第24話 後遺症

ばちりと目が合うと、オズヴァルドは「来ないでくれ」と繰り返した。

そのとき、オズヴァルドの足元からパキパキと音を立てながら氷の結晶が形成されていく。それは氷でできた花のようだった。


(まさかこの氷……オズヴァルドが?)


以前氷を放つ姿も見たことがあるし、きっと彼の魔法に違いない。だが、それにしては彼の様子が変だ。

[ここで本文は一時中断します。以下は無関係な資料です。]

PR #2073, opened 2023-08-26
Refactoring hadoop-common dependency - replacing with client-api/client-runtime

avgAGB:


pom.xml
```diff
@@ -653,6 +653,16 @@
                     </exclusion>
                 </exclusions>
             </dependency>
+            <dependency>
+                <groupId>org.apache.hadoop</groupId>
+                <artifactId>hadoop-client-api</artifactId>
+                <version>3.3.3</version>
```
alerman: You added version 3.3.5 everywhere else. Move the versions up to the top level pom and make a property to make our lives easier when we update.

alerman (changes requested):

pom.xml
avgAGB: Ah thanks. Will fix this.

alerman (dismissed):

keith-ratcliffe (dismissed):

mineralntl (dismissed):

awrigh11 (dismissed):

mineralntl (approved):

matthpeterson (approved):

苦しげな表情を浮かべ、冷や汗を流している。息も荒く、普段以上に顔色が悪い。

エルシャの目には何かを必死に耐えているように見えた。


「具合が悪いんですか?」


彼は苦しんでいる。

そのことに気付くと、先程まで感じていた恐怖心を心配が勝った。

エルシャはソファーへと近寄ったが、オズヴァルドは慌てて顔を覆った。


「見ないでくれ。こんな中途半端な……醜い姿を見せたくない」

「何言ってるんですか、こんなときに」

「君を怖がらせたくはないんだ……」


その声が震えていることに気付いてエルシャは戸惑う。


(あんなに苦しそうなのに、私がどう思うかを気にしているの……?)


……どうして?


彼の冷酷で残虐な一面を忘れるはずがない。獣人と人間という種族の違い以前に、根本的な部分からエルシャとは違っているのだ。

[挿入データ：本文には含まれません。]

PR #2081, opened 2023-09-05
Fail when AndIterator  drops IndexOnly term

apmoriarty:
Addressed two different bugs in the AndIterator

- dropping an index-only term from an intersection will now appropriately fail the query
- documents are now built using the `contextIncludes` iterators when context is necessary

As a note: several additional defects were discovered by testing with random inputs. These unit tests in the `AndOrIteratorIT` are disabled and a fix for those will be coming later.


warehouse/query-core/src/test/java/datawave/query/iterator/logic/AndIteratorIT.java
```diff
@@ -0,0 +1,271 @@
...
+    }
+
+    /**
+     * Triggers the "Lookup of event field failed, precision of query reduced" warning
+     *
+     * @throws IOException
+     *             on purpose
+     */
+    @Test
+    void testIterationInterruptedOnInitialSeekOfEventField() throws IOException {
```
FineAndDandy, line 82: why don't we want this to throw an exception? If B is index only, hits will be missed

warehouse/query-core/src/main/java/datawave/query/iterator/NestedIterator.java
```diff
@@ -77,4 +77,12 @@ default void setEnvironment(IteratorEnvironment env) {}
      *            non-null context for evaluation
      */
     void setContext(T context);
+
+    /**
+     * This information is required for safely dropping terms from an intersection in the AndIterator
+     *
+     * @return true if the field is index only
+     */
+    boolean isIndexOnly();
```
FineAndDandy: can we avoid tracking this explicitly by just checking if the context iterator has a document?

warehouse/query-core/src/main/java/datawave/query/iterator/Util.java
```diff
@@ -142,4 +142,33 @@ public static <T> Document buildNewDocument(Iterable<? extends NestedIterator<T>
...
+            for (NestedIterator<T> include : includes.get(lowest)) {
+                d.putAll(include.document().getDictionary().entrySet().iterator(), false);
+            }
+        }
+
+        if (contextIncludes != null) {
+            // context includes may not map to the lowest provided key
+            for (NestedIterator<T> contextInclude : contextIncludes.get(lowest)) {
+                Document doc = contextInclude.document();
+                if (doc != null) {
```
FineAndDandy, line 166: this check is what made me realize we might not need to track index only state, but rather just if the underlying document exists.

warehouse/query-core/src/main/java/datawave/query/iterator/logic/AndIterator.java
```diff
@@ -256,17 +258,30 @@ public void seek(Range range, Collection<ByteSequence> columnFamilies, boolean i
             try {
                 for (NestedIterator<T> itr : child.leaves()) {
                     if (itr instanceof SeekableIterator) {
-                        ((SeekableIterator) itr).seek(range, columnFamilies, inclusive);
+                        try {
+                            ((SeekableIterator) itr).seek(range, columnFamilies, inclusive);
+                        } catch (Exception e2) {
+                            if (itr.isIndexOnly()) {
```
FineAndDandy: could be replaced by a check of if the itr had a document

warehouse/query-core/src/test/java/datawave/query/iterator/logic/AndIteratorTest.java
```diff
@@ -294,7 +296,31 @@ public void testContextWhenNotRequiredSkipLowestMoveLowest() {
...
+        includes.add(getItr(Lists.newArrayList("a", "b", "c"), false));
+        includes.add(getInterruptableItr(Lists.newArrayList("a", "b", "c"), false));
+
+        AndIterator<String> iterator = new AndIterator<>(includes);
+        iterator.initialize();
+
+        Assert.assertTrue(iterator.hasNext());
+        Document d = iterator.document();
+        Assert.assertNull(d);
+    }
```
FineAndDandy: this test is kinda weird. It would return a document if you called next on it.

warehouse/query-core/src/test/java/datawave/query/iterator/logic/AndOrIteratorIT.java
```diff
@@ -0,0 +1,847 @@
...
+
+            driveIntersectionWithSimpleNestedUnion(uidsA, uidsB, uidsC, expectedUids, expectedFieldCounts);
+        }
+    }
+
+    // this test is used to find edge cases
+    // A && (B || !C)
+    @Disabled
+    @Test
+    void testByVolumeIntersectionWithNestedUnionThatContainsANegation() throws IOException {
```
apmoriarty, line 437: This is going to be solved later

warehouse/query-core/src/main/java/datawave/query/iterator/logic/AndIterator.java
ivakegg: Should this be isNonEventField() instead?  non-event fields (which include index-only) require index lookups as well .

apmoriarty: NonEventField is much better than IndexOnly, thanks for pointing that out

warehouse/query-core/src/main/java/datawave/query/iterator/logic/OrIterator.java
```diff
@@ -354,4 +357,35 @@ public boolean isContextRequired() {
...
+
+    @Override
+    public boolean isNonEventField() {
+        return nonEventField;
+    }
+
+    /**
+     * Method to determine if any iterator is for a non-event field
+     */
+    private void determineNonEventState() {
```
FineAndDandy: should this state be updated anytime an iterator is exhausted?

warehouse/query-core/src/main/java/datawave/query/iterator/logic/AndIterator.java
```diff
@@ -527,4 +553,29 @@ public boolean isContextRequired() {
     public void setContext(T context) {
         this.evaluationContext = context;
     }
+
+    @Override
+    public boolean isNonEventField() {
```
FineAndDandy, line 566: should this state only be determined by iterators that aren't exhausted?

warehouse/query-core/src/test/java/datawave/query/iterator/logic/AndIteratorIT.java
FineAndDandy: nevermind, I see you are tracking if its a nonevent field by setting if the document will be built

warehouse/query-core/src/test/java/datawave/query/iterator/logic/IndexIteratorTest.java
```diff
@@ -0,0 +1,254 @@
...
+
+    /**
+     * Drive an iterator and assert document correctness for the field and uids
+     *
+     * @param itr
+     *            the IndexIterator
+     * @param field
+     *            the field
+     * @param uids
+     *            the list of uids
```
FineAndDandy: reverse order of javadoc

FineAndDandy: the driver iterator methods look pretty similar between classes. Can they be condensed?

FineAndDandy (changes requested):
really exceptional job with all the tests

warehouse/query-core/src/main/java/datawave/query/iterator/logic/AndIterator.java
```diff
@@ -256,17 +258,30 @@ public void seek(Range range, Collection<ByteSequence> columnFamilies, boolean i
             try {
                 for (NestedIterator<T> itr : child.leaves()) {
                     if (itr instanceof SeekableIterator) {
-                        ((SeekableIterator) itr).seek(range, columnFamilies, inclusive);
+                        try {
+                            ((SeekableIterator) itr).seek(range, columnFamilies, inclusive);
+                        } catch (Exception e2) {
```
dtspence, line 267: The exception here can potentially be an `IterationInterruptedException`. Is it possible to include specific handling for the exception and/or if appropriate lowering the log-levels?

warehouse/query-core/src/main/java/datawave/query/iterator/NestedIterator.java
apmoriarty: I don't think so. The initial state for every iterator prior to seeking has a null document, so until iterators are seeking they would all flag as index only.

warehouse/query-core/src/main/java/datawave/query/iterator/Util.java
apmoriarty: See previous comment wrt initial state

warehouse/query-core/src/test/java/datawave/query/iterator/logic/AndIteratorTest.java
apmoriarty: This test is more than kinda weird, I don't remember why it was written this way.

warehouse/query-core/src/main/java/datawave/query/iterator/logic/OrIterator.java
apmoriarty: I see what you're saying. If a union contains a non event field the whole union is marked as non-event. The non-event source could be exhausted, and if an exception is thrown on the other tem then the whole query would incorrectly fail.

I'll work something up.

warehouse/query-core/src/test/java/datawave/query/iterator/logic/IndexIteratorTest.java
apmoriarty: Unfortunately not. Each iterator handles assertions slightly differently, so while the code looks similar the important bits are uniquely different.

warehouse/query-core/src/main/java/datawave/query/iterator/logic/AndIterator.java
apmoriarty: What do you have in mind?

warehouse/query-core/src/main/java/datawave/query/iterator/logic/AndIterator.java
apmoriarty: Eventually, es. That change is part of https://github.com/NationalSecurityAgency/datawave/pull/2149. The ripple effect of removing iterators brings too much scope creep into this merge request.

warehouse/query-core/src/main/java/datawave/query/iterator/logic/OrIterator.java
apmoriarty: Documented this case as a test in the next commit.

warehouse/query-core/src/test/java/datawave/query/iterator/logic/AndIteratorTest.java
apmoriarty: Corrected this test

warehouse/query-core/src/main/java/datawave/query/iterator/logic/AndIterator.java
```diff
@@ -379,14 +396,23 @@ protected TreeMultimap<T,NestedIterator<T>> advanceIterators(T key) {
                     highest = transform;
                 }
             } catch (Exception e) {
-                // only need to actually fail if we have nothing left in the AND clause
-                if (includeHeads.isEmpty()) {
-                    throw e;
+                seenException = true;
+                if (itr.isNonEventField()) {
+                    // dropping a non-event term from the query means that the accuracy of the query
```
ivakegg, line 409: Do you mean an event only field here?  We can certainly lookup non-event fields in the index so I am a little confused.  What am I missing?

apmoriarty: We *can* look up non-event or index-only fields in the index, but only under certain cases. 

The DelayedNonEventIndexContext only looks for non-event fields within delayed expressions, which by definition do not contribute iterators to the AndIterator.

The IndexOnlyContextCreator only created an index only context if the query contains the special marker "@LAZY_SET_FOR_INDEX_ONLY_FUNCTION_EVALUATION". 

The case we're dealing with here is `INDEXED_EVENT_FIELD == 'foo' && INDEX_ONLY_FIELD == 'bar'`. If INDEXED_EVENT_FIELD is dropped from the intersection we can still drive the query with INDEX_ONLY_FIELD because we will pick up the INDEXED_EVENT_FIELD while aggregating the event.

However, if we drop the INDEX_ONLY_FIELD there's no way to get that back into the document.

warehouse/query-core/src/test/java/datawave/query/iterator/logic/NegationFilterTest.java
```diff
@@ -176,5 +177,49 @@ public boolean isContextRequired() {
         public void setContext(K context) {
             // no-op
         }
+
+        // this iterator shouldn't need to use the index only flag
```
hlgp: index only != nonEvent

hlgp: there are places where we've conflated these terms and caused bugs.  Double check which you mean and make methods and comments consistent

warehouse/query-core/src/main/java/datawave/query/iterator/logic/AndIterator.java
ivakegg: I am so sorry.  I missed the context if the check here entirely.  You are correct.

warehouse/query-core/src/main/java/datawave/query/iterator/logic/AndIterator.java
ivakegg: I need to update handling of the IteratorionInterruptedException which we explicitly catch in the QueryIterator.  We may want to more gracefully handle that exception here and pass it up prior to checking for the non event field.

warehouse/query-core/src/main/java/datawave/query/iterator/logic/AndIterator.java
```diff
@@ -379,14 +396,23 @@ protected TreeMultimap<T,NestedIterator<T>> advanceIterators(T key) {
                     highest = transform;
                 }
             } catch (Exception e) {
-                // only need to actually fail if we have nothing left in the AND clause
-                if (includeHeads.isEmpty()) {
-                    throw e;
+                seenException = true;
```
ivakegg, line 407: I believe the point made above about the iteration interrupted exception should be handled here as well.

avgAGB (dismissed):

alerman (dismissed):

hlgp (dismissed):

ivakegg (dismissed):

warehouse/query-core/src/test/java/datawave/query/iterator/logic/AndOrIteratorIT.java
FineAndDandy: if this case doesn't have a solution is this code ready for merge?

FineAndDandy (approved):

ivakegg (approved):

そのはずなのに、彼が感じている恐怖心――怖がらせたくないという言葉は本心のようだった。


(どっちのオズヴァルドが本当なの?)


わからない。

だけど、今はそんなことよりも彼の心配が先だ。


「誰か医者を呼んできます」


エルシャは踵を返す。しかしその腕をオズヴァルドが掴む。


「――ダメだ」

「『ダメ』?」

「医者は呼ぶな。誰にも知られてはいけない」

「え? どうして……」

「頼む」


切実な声に、エルシャは足を止めた。


「じゃあ、どうしたら……。何か私にできることはありますか」

「手を……握ってはくれないか」

「手、ですか?」


エルシャはオズヴァルドの隣に腰かけると、そっと手を握った。冷たい指先はまるで氷のように冷え切っていた。

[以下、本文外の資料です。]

PR #2086, opened 2023-09-11
Feature/clean up projection classes for deprecation plan

MiguelRicardos:


cogross (dismissed):

warehouse/query-core/src/main/java/datawave/query/function/DocumentProjection.java
```diff
@@ -38,40 +38,43 @@ public class DocumentProjection implements DocumentPermutation {
     private boolean trackSizes = true;
 
     public DocumentProjection() {
-        this(false, false);
+        this.includeGroupingContext = false;
```
ivakegg: Why not leave this as : this(false, false)

MiguelRicardos: I get a compilation failure when I do it that way.

apmoriarty (approved):

warehouse/query-core/src/main/java/datawave/query/function/DocumentProjection.java
apmoriarty: You can change this constructor to
```java
public DocumentProjection() {
    this(false, false);
}
```
without getting a compilation error

warehouse/query-core/src/main/java/datawave/query/function/DocumentProjection.java
```diff
@@ -38,40 +38,43 @@ public class DocumentProjection implements DocumentPermutation {
...
 
     public DocumentProjection(boolean includeGroupingContext, boolean reducedResponse) {
-        this(includeGroupingContext, reducedResponse, true);
+        this.includeGroupingContext = includeGroupingContext;
+        this.reducedResponse = reducedResponse;
+        this.projection = new Projection();
     }
 
-    public DocumentProjection(boolean includeGroupingContext, boolean reducedResponse, boolean trackSizes) {
+    public DocumentProjection(boolean includeGroupingContext, boolean reducedResponse, boolean trackSizes, Set<String> projections,
```
apmoriarty, line 52: Deprecate the existing constructors.

warehouse/query-core/src/main/java/datawave/query/function/DocumentProjection.java
```diff
@@ -38,40 +38,43 @@ public class DocumentProjection implements DocumentPermutation {
...
         this.projection.setIncludes(includes);
     }
 
-    /**
-     * Configure the delegate {@link Projection} with the fields to exclude
-     *
-     * @param excludes
-     *            the set of fields to exclude
-     */
+    public DocumentProjection(Set<String> projections, Projection.ProjectionType projectionType) {
```
apmoriarty, line 64: please group constructors together at the top of the class.

apmoriarty (changes requested):
None of the changes requested are functional changes, so there's no need to retest.

warehouse/query-core/src/main/java/datawave/query/function/DocumentProjection.java
MiguelRicardos: rgr

warehouse/query-core/src/main/java/datawave/query/function/DocumentProjection.java
MiguelRicardos: you got it.

warehouse/query-core/src/main/java/datawave/query/function/DocumentProjection.java
apmoriarty: This change wasn't made?

MiguelRicardos: Change has been made.

warehouse/query-core/src/main/java/datawave/query/function/DocumentProjection.java
```diff
@@ -37,37 +37,42 @@ public class DocumentProjection implements DocumentPermutation {
...
-     * @param includes
-     *            the set of fields to include
-     */
+    @Deprecated
+    public DocumentProjection(Set<String> projections, Projection.ProjectionType projectionType) {
+        this(false, false, projections, projectionType);
+    }
+
+    @Deprecated
+    public DocumentProjection(boolean includeGroupingContext, boolean reducedResponse, Set<String> projections, Projection.ProjectionType projectionType) {
```
apmoriarty, line 69: Does the new constructor need to be deprecated?

warehouse/query-core/src/main/java/datawave/query/function/DocumentProjection.java
```diff
@@ -37,37 +37,42 @@ public class DocumentProjection implements DocumentPermutation {
...
     }
 
-    /**
-     * Set the delegate {@link Projection} with the fields to include
-     *
-     * @param includes
-     *            the set of fields to include
-     */
+    @Deprecated
+    public DocumentProjection(Set<String> projections, Projection.ProjectionType projectionType) {
```
apmoriarty, line 64: Add documentation that this constructor will not include the grouping context and will not reduce the document.

warehouse/query-core/src/main/java/datawave/query/iterator/QueryIterator.java
```diff
@@ -1208,22 +1210,14 @@ private void debugBooleanLogicIterator(NestedIterator<Key> root, String prefix)
...
+                            Projection.ProjectionType.INCLUDES);
         } else if (this.useBlackListedFields) {
-            // make sure we are not excluding any fields being matched in the limit fields mechanism
-            if (!this.matchingFieldSets.isEmpty()) {
-                this.blackListedFields.removeAll(getMatchingFieldList());
-            }
-            projection.setExcludes(this.blackListedFields);
-            return projection;
+            return new DocumentProjection(this.isIncludeGroupingContext(), this.isReducedResponse(), isTrackSizes(), this.blackListedFields,
+                            Projection.ProjectionType.EXCLUDES);
```
apmoriarty: This change lost the removal of matching field sets. I think a better approach in this case is to build the fields first, then the projection, then the document projection.


And typing this out I realize we actually need to add a constructor for document projection that looks like this
```java
public DocumentProjection(boolean includeGroupingContext, boolean isReducedResponse, boolean isTrackSizes, Projection projection){
   ...
}
```

warehouse/query-core/src/main/java/datawave/query/function/DocumentProjection.java
MiguelRicardos: This constructor is from the parent class that will be removed in the future.

apmoriarty: Perfect, I missed that

warehouse/query-core/src/main/java/datawave/query/iterator/QueryIterator.java
```diff
@@ -1208,22 +1210,14 @@ private void debugBooleanLogicIterator(NestedIterator<Key> root, String prefix)
...
-        DocumentProjection projection = new DocumentProjection(this.isIncludeGroupingContext(), this.isReducedResponse(), isTrackSizes());
 
         if (this.useWhiteListedFields) {
-            // make sure we include any fields being matched in the limit fields mechanism
-            if (!this.matchingFieldSets.isEmpty()) {
-                this.whiteListedFields.addAll(getMatchingFieldList());
-            }
-            projection.setIncludes(this.whiteListedFields);
-            return projection;
+
```
apmoriarty: Need to add this bit
```java
            // make sure we include any fields being matched in the limit fields mechanism
            if (!this.matchingFieldSets.isEmpty()) {
                this.whiteListedFields.addAll(getMatchingFieldList());
            }
```

warehouse/query-core/src/main/java/datawave/query/iterator/QueryIterator.java
```diff
@@ -1208,22 +1210,14 @@ private void debugBooleanLogicIterator(NestedIterator<Key> root, String prefix)
...
+            return new DocumentProjection(this.isIncludeGroupingContext(), this.isReducedResponse(), isTrackSizes(),
+                            new Projection(this.whiteListedFields, Projection.ProjectionType.INCLUDES));
         } else if (this.useBlackListedFields) {
-            // make sure we are not excluding any fields being matched in the limit fields mechanism
-            if (!this.matchingFieldSets.isEmpty()) {
-                this.blackListedFields.removeAll(getMatchingFieldList());
-            }
-            projection.setExcludes(this.blackListedFields);
-            return projection;
+            return new DocumentProjection(this.isIncludeGroupingContext(), this.isReducedResponse(), isTrackSizes(),
```
apmoriarty, line 1226: Also need to handle the exclude fields
```java
            // make sure we are not excluding any fields being matched in the limit fields mechanism
            if (!this.matchingFieldSets.isEmpty()) {
                this.blackListedFields.removeAll(getMatchingFieldList());
            }
```

MiguelRicardos: added this back.

warehouse/query-core/src/main/java/datawave/query/iterator/QueryIterator.java
MiguelRicardos: added this back.

apmoriarty (approved):

cogross (approved):

PR #2093, opened 2023-09-15
Updates to try and avoid hanging ivarators

ivakegg:
fixed configuration issues of the thread pools


dtspence (dismissed):

keith-ratcliffe (dismissed):

warehouse/query-core/src/main/java/datawave/query/planner/DefaultQueryPlanner.java
```diff
@@ -2089,6 +2089,7 @@ protected Future<IteratorSetting> loadQueryIterator(final MetadataHelper metadat
             addOption(cfg, QueryOptions.MAX_EVALUATION_PIPELINES, Integer.toString(config.getMaxEvaluationPipelines()), false);
             addOption(cfg, QueryOptions.MAX_PIPELINE_CACHED_RESULTS, Integer.toString(config.getMaxPipelineCachedResults()), false);
             addOption(cfg, QueryOptions.MAX_IVARATOR_SOURCES, Integer.toString(config.getMaxIvaratorSources()), false);
+            addOption(cfg, QueryOptions.MAX_IVARATOR_SOURCE_WAIT, Long.toString(config.getMaxIvaratorSourceWait()), false);
```
apmoriarty, line 2101: Since the default value is always 30 minutes in the ShardQueryConfig, the QueryOptions, and the Ivarator we only need to add the option if it is a non-default value.

warehouse/query-core/src/test/java/datawave/query/config/ShardQueryConfigurationTest.java
```diff
@@ -516,47 +517,6 @@ public void testIsTldQuery() {
         Assert.assertTrue(config.isTldQuery());
     }
 
-    /**
-     * This test will fail if a new variable is added improperly to the ShardQueryConfiguration
-     * <p>
-     * If a configuration option was added do the following as appropriate
-     * <ol>
-     * <li>Add getter/setters to the ShardQueryLogic that delegate to the ShardQueryConfiguration</li>
```
apmoriarty: This guard should be disabled instead of removed. While it doesn't do much in the way of actual testing it does alert a developer that adding a new config option requires certain steps. 

I'm thinking through what a better solution would look like.

apmoriarty (changes requested):
Looks good so far but a few things need to happen before it's ready to go

- ShardQueryLogic needs getters/setters for the new config option in order for this to be truly configurable via the QueryLogicFactory.xml
- Ideally an illustrative default value would be added to the test query logic factory
- Add a simple test to the ShardQueryConfig that verifies default value and verifies a new value survives a configuration clone operation

warehouse/query-core/src/main/java/datawave/query/planner/DefaultQueryPlanner.java
ivakegg: That would need to be done for all of the properties.  I think I will leave that to a separate PR.

warehouse/query-core/src/test/java/datawave/query/config/ShardQueryConfigurationTest.java
ivakegg: We definitly need a better solution.  We could actually verify that there are setter and getter methods for each of the properties, and could actually verify they are copied in the cloning constructor by using reflection.

ivakegg:
@apmoriarty I created #2112 to hopefully update the tests to enable better verification when properties are added.  Putting the method back in for this PR.  Please re-review.

apmoriarty (dismissed):

properties/default.properties
```diff
@@ -408,6 +408,8 @@ beq.maxTermExpansionThreshold=2000
 beq.fieldIndexRangeSplit=16
 # The max number of sources that can be created across ivarators for one scan
 beq.maxIvaratorSources=20
+# The max wait time in ms for an ivaratory source (default 30 minutes)
```
keith-ratcliffe: Typo nit: `ivaratory`

warehouse/query-core/src/main/java/datawave/query/tables/ShardQueryLogic.java
```diff
@@ -1937,8 +1937,12 @@ public void setMaxIvaratorSources(int maxIvaratorSources) {
         getConfig().setMaxIvaratorSources(maxIvaratorSources);
     }
 
-    public long getMaxIvaratorResults() {
-        return getConfig().getMaxIvaratorResults();
```
keith-ratcliffe: `getMaxIvaratorResults` removed inadvertently?

keith-ratcliffe (changes requested):

apmoriarty (approved):

keith-ratcliffe (approved):

PR #2094, opened 2023-09-19
Enrich 'i' and 'ri' rows in metadata table with event date

### LINKED ISSUE #825: Handle the cases were a field is both indexed and not indexed within a time range

lbschanno:
Modify the generation of 'i' (indexed rows) and 'ri' (reverse indexed rows) in the metadata table such that the column qualifier contains the event date, and the value contains the counts of events for that day. This is required as a first step to support efforts for issue #825 so that we can identify dates when an event was ingested and included in a frequency count for an associated 'f' row, but was not indexed.

**Original format:**
|Row|ColF|ColQ|Value|
|-----|------|------|-----|
|FIELD|i|TYPE|null|
|FIELD|ri|TYPE|null|

**New format:**
|Row|ColF|ColQ|Value|
|-----|-----|-----|-----|
|FIELD|i|TYPE\0yyyyMMdd|COUNT|
|FIELD|ri|TYPE\0yyyyMMdd|COUNT|


ivakegg (dismissed):

avgAGB (dismissed):

apmoriarty (dismissed):

warehouse/ingest-core/src/main/java/datawave/ingest/table/config/MetadataTableConfigHelper.java
```diff
@@ -58,6 +60,26 @@ private String setFrequencyCombiner(TableOperations tops, String scopeName) thro
...
+        setPropertyIfNecessary(tableName, stem + ".opt.lossy", "true", tops, log);
+        setPropertyIfNecessary(tableName, stem + ".opt.type", "VARLEN", tops, log);
+        return stem;
+    }
+
+    // Add the SummingCombiner to the reverse indexed column.
+    private String setReverseIndexCombiner(TableOperations tops, String scopeName) throws AccumuloException, TableNotFoundException, AccumuloSecurityException {
+        String stem = String.format("%s%s.%s", Property.TABLE_ITERATOR_PREFIX, scopeName, "ReverseIndexCombiner");
+        setPropertyIfNecessary(tableName, stem, "12," + SummingCombiner.class.getName(), tops, log);
+        setPropertyIfNecessary(tableName, stem + ".opt.columns", ColumnFamilyConstants.COLF_I.toString(), tops, log);
```
ivakegg: This should be the COLF_RI column family.

lbschanno: Good catch! Fixed.

ivakegg (dismissed):

keith-ratcliffe (dismissed):

keith-ratcliffe (approved):

ivakegg (approved):

PR #2119, opened 2023-10-06
change warning levels for two things

austin007008:
change warning level in iteratorbuildingvisitor from warn to trace and in document from warn to info(just commented out the "else if" for 10MB) 

also other small changes like fixing deprecated code.


MiguelRicardos (approved):
LGTM

ivakegg (approved):

Issue #2118, opened 2023-10-06
Need composite query that runs sequentially


ivakegg:
We need a composite query logics that runs sequentially where the first query to returns results will end the sequence.

PR #2120, opened 2023-10-07
re #2118: composite sequential execution mode

ivakegg:
* Added a sequential execution mode
* Executes the logics in sequential order (logicName order)
* The first logic that returns results will disable the following logics
* Added some debugging in the RemoteHttpService to verify we are closing


keith-ratcliffe (dismissed):

jwomeara:
So when you say "sequential", what you really mean is "sequential AND short circuiting".  If it were just the sequential version of what we already have, then it would run each of the logic to completion, but sequentially as opposed to in parallel as it exists today.  Might be worth making that a bit clearer with the naming/terminology.  I will try to spend more time giving this a proper review, but that's an initial thought.

ivakegg:
changed sequentialExecution to shortCircuitExecution

hgklohr (approved):

keith-ratcliffe (approved):

PR #2140, opened 2023-10-17
re #707: Updated to make use of intermediate results for the Unique

ivakegg:
function


warehouse/query-core/src/main/java/datawave/query/transformer/UniqueTransform.java
```diff
@@ -46,7 +47,14 @@ public class UniqueTransform extends DocumentTransform.DefaultDocumentTransform
...
     private Multimap<String,String> modelMapping;
 
-    public UniqueTransform(UniqueFields uniqueFields) {
+    /**
+     * Length of time in milliseconds that a client will wait while results are collected. If a full page is not collected before the timeout, a blank page will
+     * be returned to signal the request is still in progress.
+     */
+    private final long queryExecutionForPageTimeout;
+
+    public UniqueTransform(UniqueFields uniqueFields, long queryExecutionForPageTimeout) {
```
apmoriarty, line 66: Documentation would be nice, with a brief explanation for how the added `queryExecutionForPageTimeout` parameter changes the behavior of the transform

apmoriarty (dismissed):

warehouse/query-core/src/main/java/datawave/query/transformer/UniqueTransform.java
ivakegg: done

apmoriarty (approved):

alerman (approved):

PR #2141, opened 2023-10-18
Add visitor that prunes query terms based on ingest types

apmoriarty:


avgAGB (dismissed):

warehouse/query-core/src/test/java/datawave/query/jexl/visitors/IngestTypePruningVisitorTest.java
```diff
@@ -0,0 +1,419 @@
...
+        query = "((_Delayed_ = true) && (A == '1' && D == '2'))";
+        test(query, null);
+    }
+
+    @Test
+    public void testDelayedBoundedMarker() {
+        String query = "((_Delayed_ = true) && ((_Bounded_ = true) && (A > '2' && A < '4')))";
+        test(query, query);
+
+        // C term drives pruning of double nested marker
```
hlgp, line 366: I've been reading through this trying to figure out how to set the type we prune by, but this is suggesting we just pick the types for the first term we see?   If so, it would be good to indicate this in the description of the parameter, e.g., "should the query prune fields by the ingest type of the first term we happen to see in the query".

apmoriarty: It's not the first term that drives pruning, it's any term that maps to a mutually exclusive datatype.
```
(A && B && C)
B and C map to datatype 1
A maps to datatype 2
A term drives pruning
```
The order of the terms doesn't mater, datatypes are gathered first and then any potential pruning happens second.

avgAGB (approved):

warehouse/query-core/src/test/java/datawave/query/jexl/visitors/IngestTypePruningVisitorTest.java
hlgp: Got it, thanks

hlgp (approved):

オズヴァルドは見えない何かと戦うように、眉根を寄せて固く目を瞑り、ぐっと何かを堪えていた。

その間何かを喋ることもなく、薄い唇からは苦しげな呼吸音だけが漏れていた。


繋いだ手が時折震える度、エルシャはその手を強く握り返した。


そうして夜は更けていった。




……どれくらいの時間が経っただろうか。


するり、と繋いだ指先が静かに離れる。

それと同時に部屋を覆っていた氷は嘘のように消え失せ、オズヴァルドの肌を覆う鱗やツノも消えていく。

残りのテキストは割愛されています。